The study wall cackled again, this time hard enough to vibrate dust motes off the paint.

"Batshit," said Mr. Veritan happily.

Wesla frowned. "Maybe you should go check on him, Mum."

Carilla smoothed her skirt and tried not to blush again. "I really don't think I ought to interrupt him. That transmission came from the Chief of State's office, it might be—"

"Important?" Wesla raised an eyebrow at the study wall. The cackling had devolved into wheezing. Mr. Veritan adjusted his hoverchair to a slightly more reclined position and re-addressed himself to his morning copy of the Axxilan Tribune with evident satisfaction in this fresh proof of his brother-in-law's vespertilian excrementality.

"Ahem," said Carilla. "Yes, I suppose you make a good point."

She left them snickering over the scones and went and knocked gingerly on the study door where her brother had been shut up for the last quarter of an hour, supposedly watching his mail. "Firmus?
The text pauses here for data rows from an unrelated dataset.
PR #409, opened 2016-02-09
PDF Cover Page

### LINKED ISSUE #73: PDFs need a boilerplate coverpage
Mudd has this: http://findingaids.princeton.edu/AC044/c0095.pdf

We can probably use the rights statement to trigger different behaviors. We should not go into production w/ the PDF feature until this is sorted out.

tpendragon:
Closes #73

Not the prettiest thing in the world, but it has the necessary data.

### DIFF
--- a/app/renderers/holding_location_renderer.rb
+++ b/app/renderers/holding_location_renderer.rb
@@ -3,6 +3,12 @@ class HoldingLocationRenderer < CurationConcerns::AttributeRenderer
     super(:location, value, options)
   end
 
+  def value_html
+    Array(values).map do |value|
+      attribute_value_to_html(value)
+    end.join("")
+  end
+
   private
 
     def attribute_value_to_html(value)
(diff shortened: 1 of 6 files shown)


tpendragon:
Example PDF: [fixture_pdf.pdf](https://github.com/pulibrary/plum/files/123481/fixture_pdf.pdf)

escowles:
Can you add the title and source metadata id too?  I think those would round out the necessary cover page info.

tpendragon:
> source metadata id too

Is this useful for a PDF? I'd think better would be embedding metadata, which I think has a ticket

escowles:
I think it's nice to have an ID on the cover page that people could use to uniquely identify the thing they were talking about (e.g., if they want to report a problem, or find it again).  The URI might be better than the source metadata ID.

tpendragon:
> The URI might be better than the source metadata ID.

:+1: to that. @jpstroop?

tpendragon:
There's the title/URI.

tpendragon:
Example: 
[fixture_pdf.pdf](https://github.com/pulibrary/plum/files/123502/fixture_pdf.pdf)

escowles:
:+1: looks good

Is everything…er, may I come in?"

The door whooshed open.

Firmus was doubled over at the desk, wheezing and crying so hard his sleeve was soaked from mopping up his face.

"Firmus! Are you all right? What—"

Still wheezing too hard to eke out a single syllable, he just clutched his stomach and pointed at the hologram unit and hit the key to repeat the message.

"Hey Admiral!" A dark-haired teenage girl, vaguely familiar-looking, waved at the pickup; two boys leaned in over her shoulders. "We know you're on leave, but—"

"Nicky here says he owes you one—"

"—something about acing his astronavigation project—"

"—which we all know he didn't do on his own—"

"—figure if you're that nice we can trust you not to sell it to a Holonet channel—"

"—and honestly, if anyone's earned the right, it's you—"

"—so for your viewing pleasure..."

Two meters of death incarnate, destroyer of worlds, commander of armies and navies, master of empires, last true Lord of the Sith—Darth Vader looms before his latest foe, one hand planted on his belt, the other leveling a mighty forefinger.

"You are trapped. It is useless to resist."

The enemy—sheer impudence!—also plants a hand on his waist and points. "Az tap! Az ussaziss!"

His hand clenches in a fist. "You dare mock me, young Skywalker?"

A fist replies. "Az maccaz Kawakko!"

"Enough. Put down that weapon, and I may be merciful."

"Na-no. Az dada knot!"

"You are most certainly not a Jedi Knight yet. Give me that."

"Na-no! Az dada knot!"

"So be it."

He lunges—but a blur of motion darts beneath his hand, between his feet—and then a sudden force yanks him backward by the neck—and then, inexplicably, he is staring at the ceiling, limbs askew, cape bunched under one shoulder, listening to the (small and pattering) thunder of his triumphant nemesis carrying off his prize. Truly, he has much yet to learn in the ways of the Force if he is to gain mastery over this new opponent.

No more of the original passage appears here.